= Beginning of Section =

PR #164, opened 2021-06-11
test: @W-9323615@ near-membrane-base/src/shared.ts to 100% coverage

rwaldron:
Before: 
image

After: 
image

The tests here reach the parts that aren't being indirectly reached by other tests. 

Eventually, I'd like to have full "standalone" coverage for all of these modules.

### DIFF
--- a/packages/near-membrane-base/src/__tests__/shared.spec.ts
+++ b/packages/near-membrane-base/src/__tests__/shared.spec.ts
@@ -1,0 +1,65 @@
+import { ObjectLookupOwnGetter, WeakMapHas } from '../shared';
+
+describe('ObjectLookupOwnGetter', () => {
+    it('should return undefined when object argument is null', () => {
+        expect.assertions(1);
+        expect(ObjectLookupOwnGetter(null)).toBe(undefined);
+    });
+    it('should return undefined when object argument is undefined', () => {
+        expect.assertions(1);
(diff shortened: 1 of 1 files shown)


packages/near-membrane-base/src/__tests__/shared.spec.ts
```diff
@@ -0,0 +1,45 @@
...
+    });
+    it('should return getter when object argument has property and getter', () => {
+        expect.assertions(1);
+        const o = {
+            get x() {
+                return 1;
+            },
+        };
+        expect(ObjectLookupOwnGetter(o, 'x')).toBe(Object.getOwnPropertyDescriptor(o, 'x').get);
+    });
```
jdalton, line 24: ☝️ Add a check that it doesn't lookup inherited getters. The real unguarded `__lookupGetter__` will lookup inherited ones (which is why we added a hasOwnProperty check to the helper).

packages/near-membrane-base/src/__tests__/shared.spec.ts
```diff
@@ -0,0 +1,45 @@
...
+});
+
+describe('WeakMapHas', () => {
+    const k = {};
```
jdalton, line 28: Can we use more meaningful var names.

rwaldron:
Rebased

PR #165, opened 2021-06-23
chore: update tsconfig to target es2020

rwaldron:


tsconfig.json
```diff
@@ -1,10 +1,10 @@
 {
     "compilerOptions": {
-        "target": "es2015",
-        "module": "es2015",
+        "target": "es2020",
+        "module": "es2020",
         "moduleResolution": "node",
         "esModuleInterop": true,
-        "lib": ["es2015", "es2016", "es2017", "es2018", "DOM"],
+        "lib": ["es2015", "es2016", "es2017", "es2018", "es2019", "es2020", "DOM"],
```
jdalton, line 7: The array in locker looks different. Lets copy pasta it:
```js
["dom", "es2015", "es2016", "es2017", "es2018", "es2019", "es2020"]
```

garychangsf (approved):

tsconfig.json
```diff
@@ -1,10 +1,10 @@
...
         "declaration": false,
         // Enhance Strictness
         "strict": true,
```
jdalton, line 10: Also noticed this is a more opinionated compiler options config overall than Locker. I wonder if Locker could benefit from more of this.

jdalton (commented):
Minor nit on the ordering but other than that it's good to go.

jdalton (approved):

tsconfig.json
rwaldron: Good call

tsconfig.json
manuel-jasso: +1 Even though locker and near-membrane are separate repos, we should strive to keep them the same in terms of dependencies, configs, etc.

PR #166, opened 2021-06-23
refactor: use null __proto__ instead of ObjectCreate

rwaldron:


packages/near-membrane-base/src/environment.ts
```diff
@@ -1,34 +1,32 @@
...
     ReflectApply,
     ReflectConstruct,
     ReflectGetOwnPropertyDescriptor,
     ReflectOwnKeys,
     RegExpTest,
     WeakMapCtor,
-    WeakMapSet,
     WeakMapGet,
-    emptyArray,
+    WeakMapSet,
```
rwaldron, line 13: No actual change here, I just sorted them lexicographically

packages/near-membrane-base/src/red.ts
```diff
@@ -11,18 +11,18 @@
...
     BlueObject,
     BlueValue,
     MembraneBroker,
+    RedArray,
+    RedObject,
+    RedProxy,
+    RedProxyTarget,
+    RedShadowTarget,
+    RedValue,
     TargetMeta,
```
rwaldron, line 26: No actual change here, I just sorted them lexicographically

jdalton (approved):

packages/near-membrane-base/src/blue.ts
```diff
@@ -104,7 +102,7 @@ export function blueProxyFactory(env: MembraneBroker) {
     ) {
         const normalizedRedDescriptors = ObjectGetOwnPropertyDescriptors(originalTarget);
         const targetKeys = ReflectOwnKeys(normalizedRedDescriptors);
-        const blueDescriptors = ObjectCreate(null);
+        const blueDescriptors: PropertyDescriptorMap = { __proto__: null } as any;
```
jdalton, line 105: ☝️ The type won't allow initializing without `any`?

packages/near-membrane-base/src/environment.ts
```diff
@@ -205,7 +203,8 @@ export class VirtualEnvironment implements MembraneBroker {
                     };
                 }
             }
-            redDescriptors[key] = redDescriptor;
+            // "as any" supresses the "Type 'symbol' cannot be used as an index type."
+            redDescriptors[key as any] = redDescriptor;
```
jdalton, line 207: ☝️ Is typescript gonna ever allow PropertyKey things without warning?

packages/near-membrane-base/src/red.ts
```diff
@@ -185,7 +183,7 @@ export const serializedRedEnvSourceText = /* prettier-ignore */ (function redEnv
     }
 
     function getBluePartialDescriptor(redPartialDesc: PropertyDescriptor): PropertyDescriptor {
-        const bluePartialDesc = ObjectAssign(ObjectCreate(null), redPartialDesc);
+        const bluePartialDesc = { __proto__: null, ...redPartialDesc };
```
jdalton, line 186: Since there is a PropertyDescriptorMap is there a PropertyDerscriptor we should be using?

packages/near-membrane-base/src/types.ts
```diff
@@ -46,7 +30,32 @@ export interface MembraneBroker {
...
-    distortionCallback?: (originalTarget: RedProxyTarget) => RedProxyTarget;
-    endowments?: object;
+// Relevant:
+// - https://github.com/microsoft/TypeScript/issues/38385
+// - https://github.com/microsoft/TypeScript/pull/42359
+type NullProtoMap = {
+    [key in string | symbol | number]: any;
+} & {
+    __proto__: string | null;
+};
```
jdalton, line 40: ☝️ whoa 😵 😎

packages/near-membrane-base/src/blue.ts
garychangsf: I am guessing it is because of the null value?

rwaldron: @jdalton unfortunately no (my understanding matches @garychangsf)

packages/near-membrane-base/src/environment.ts
rwaldron: Lol, I WISH ;)

packages/near-membrane-base/src/blue.ts
manuel-jasso: @rwaldron Catching up: why was this necessary?

jdalton: > @rwaldron Catching up: why was this necessary?

It allows for declaring a null prototype in the object literal, side stepping the need to create a null object first and then bolting on properties. Dropping `ObjectCreate` and `ObjectAssign` for `__proto__` and object spread.

manuel-jasso: Got it, it's just that every time a see `__foo__` it kinda feels like using low level and potentially unsupported features.

PR #167, opened 2021-06-24
chore: document unreachable or untested paths in near-membrane-base/src/blue

rwaldron:
image

### DIFF
--- a/packages/near-membrane-base/src/blue.ts
+++ b/packages/near-membrane-base/src/blue.ts
@@ -57,10 +57,18 @@ function createBlueShadowTarget(target: BlueProxyTarget): BlueShadowTarget {
     if (typeof target === 'function') {
         // this new shadow target function is never invoked just needed to anchor the realm
         try {
+            // According the comment above, this function will never be called, therefore the
+            // code should not be instrumented for code coverage.
+            //
+            // istanbul ignore next
             // eslint-disable-next-line func-names
             shadowTarget = 'prototype' in target ? function () {} : () => {};
         } catch {
             // target is a revoked proxy
+            // According the comment above, this function will never be called, therefore the
+            // code should not be instrumented for code coverage.
+            //
+            // istanbul ignore next
             // eslint-disable-next-line func-names
             shadowTarget = function () {};
         }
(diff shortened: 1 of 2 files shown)


packages/near-membrane-base/src/blue.ts
```diff
@@ -57,10 +57,12 @@ function createBlueShadowTarget(target: BlueProxyTarget): BlueShadowTarget {
     if (typeof target === 'function') {
         // this new shadow target function is never invoked just needed to anchor the realm
         try {
+            // istanbul ignore next
             // eslint-disable-next-line func-names
             shadowTarget = 'prototype' in target ? function () {} : () => {};
```
jdalton, line 62: ☝️ What's the reason to skip this one?

packages/near-membrane-base/src/blue.ts
```diff
@@ -57,10 +57,12 @@ function createBlueShadowTarget(target: BlueProxyTarget): BlueShadowTarget {
...
         } catch {
             // target is a revoked proxy
+            // istanbul ignore next
             // eslint-disable-next-line func-names
             shadowTarget = function () {};
```
jdalton, line 67: ☝️ And this one.

jdalton:
Is the idea to come back and add the tests?

packages/near-membrane-base/src/blue.ts
rwaldron: I didn't add any additional comments here because it was already written on line 58 :D

rwaldron:
> Is the idea to come back and add the tests?

Yes, or remove dead code.

packages/near-membrane-base/src/blue.ts
rwaldron: Same line 58 comment, but I think I want to add the explicit comments now.

jdalton (approved):

garychangsf (commented):
I am not familiar with our team's code coverage principals. But do we plan to increase coverage for the ignored code paths? If so, why are we marking them as ignored?

rwaldron:
@garychangsf 

> But do we plan to increase coverage for the ignored code paths? 

Yessir. My goal here was to bring us to 100% so we can more easily spot regressions moving forward, while also having a clear way to see what code needs tests. 👍

jdalton:
Ah I see ok. We need to (as part of trust work then) be aware of the code coverage ignore comments and know to search them out to focus on those areas. Something to be mindful of when we have those discussions.

rwaldron:
@jdalton that's my next step

rwaldron:
It's also important to acknowledge that some places aren't reachable—and even say so in the comments. We need to decide if something is dead code, or something we want to keep but ignore.

PR #169, opened 2021-06-30
feat: expand call stack limit for red realm

jdalton:
This is the beginning of work to eventually clean up stack traces. We'll need to transform method names in order to detect and filter them. But that's next release.

### DIFF
--- a/packages/near-membrane-base/src/intrinsics.ts
+++ b/packages/near-membrane-base/src/intrinsics.ts
@@ -1,4 +1,5 @@
 import {
+    ObjectHasOwnProperty,
     ReflectGetOwnPropertyDescriptor,
     ReflectOwnKeys,
     SetCtor,
@@ -190,4 +191,15 @@ export function getFilteredEndowmentDescriptors(endowments: object): PropertyDes
 
 export function isIntrinsicGlobalName(key: PropertyKey): boolean {
     return SetHas(ESGlobalKeys, key);
+}
+
+export function setupStackTrace(global: typeof globalThis) {
+    const { Error } = global;
+    if (
+        ObjectHasOwnProperty(Error, 'stackTraceLimit') &&
+        typeof Error.stackTraceLimit === 'number'
+    ) {
+        // The default stack trace limit is 10. Increasing to 20 as a baby step.
+        Error.stackTraceLimit *= 2;
+    }
 }
--- a/packages/near-membrane-dom/src/browser-realm.ts
+++ b/packages/near-membrane-dom/src/browser-realm.ts
@@ -6,6 +6,7 @@ import {
     emptyArray,
     linkIntrinsics,
     getFilteredEndowmentDescriptors,
+    setupStackTrace,
 } from '@locker/near-membrane-base';
 
 import { getCachedBlueReferences, getRedReferences, linkUnforgeables, tameDOM } from './window';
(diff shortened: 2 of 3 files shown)


packages/near-membrane-base/src/intrinsics.ts
```diff
@@ -6,6 +6,7 @@ import {
     WeakMapCtor,
     WeakMapSet,
     WeakMapGet,
+    ObjectHasOwnProperty,
```
rwaldron, line 9: Please sort alphabetically :)

packages/near-membrane-dom/src/browser-realm.ts
```diff
@@ -98,6 +99,7 @@ export default function createVirtualEnvironment(
     });
     linkIntrinsics(env, blueWindow, redWindow);
     linkUnforgeables(env, blueRefs, redRefs);
+    setupStackTrace(redWindow);
```
rwaldron, line 102: Is there a particular order here? Why after `linkUnforgeables()` and before `tameDOM()`?

rwaldron (changes requested):

packages/near-membrane-base/src/intrinsics.ts
```diff
@@ -191,3 +192,13 @@ export function getFilteredEndowmentDescriptors(endowments: object): PropertyDes
...
     return SetHas(ESGlobalKeys, key);
 }
+
+export function setupStackTrace(global: typeof globalThis) {
+    const { Error } = global;
+    if (
+        ObjectHasOwnProperty(Error, 'stackTraceLimit') &&
+        typeof Error.stackTraceLimit === 'number'
+    ) {
+        Error.stackTraceLimit *= 2;
```
rwaldron, line 202: Why double?

packages/near-membrane-base/src/intrinsics.ts
jdalton: No u! I can't believe I didn't sort :P

packages/near-membrane-dom/src/browser-realm.ts
jdalton: No. I had originally included it in `linkIntrinsics`. I can move it before.

packages/near-membrane-base/src/intrinsics.ts
jdalton: It felt like a good baby step. The default is 10. So 20. Being so close to release this is a change which will help but not go overboard. I want to tread lightly.

packages/near-membrane-base/src/intrinsics.ts
jdalton: Fixed

packages/near-membrane-base/src/intrinsics.ts
rwaldron: That's reasonable!

packages/near-membrane-base/src/intrinsics.ts
```diff
@@ -191,3 +192,14 @@ export function getFilteredEndowmentDescriptors(endowments: object): PropertyDes
...
     return SetHas(ESGlobalKeys, key);
 }
+
+export function setupStackTrace(global: typeof globalThis) {
+    const { Error } = global;
+    if (
+        ObjectHasOwnProperty(Error, 'stackTraceLimit') &&
+        typeof Error.stackTraceLimit === 'number'
+    ) {
+        // The default stack trace limit is 10. Increasing to 20 as a baby step.
```
rwaldron, line 202: <3

rwaldron (approved):

PR #172, opened 2021-08-03
chore: convert near-membrane-node tests from TS to JS

rwaldron:
This will make it easy to use these tests in embedded environments in the future.


caridy (approved):

packages/near-membrane-node/.eslintrc.js
```diff
@@ -15,5 +15,11 @@ module.exports = {
                 ],
             },
         },
+        {
+            files: ['src/__tests__/*.js'],
+            rules: {
+                'import/no-unresolved': [0],
```
jdalton, line 21: whats `[0]` do?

= End of Section =

The problem :: Lines with "blueDescriptors" in them are what the answer must contain; copy each from the records above.

Written response ::
-        const blueDescriptors = ObjectCreate(null);
+        const blueDescriptors: PropertyDescriptorMap = { __proto__: null } as any;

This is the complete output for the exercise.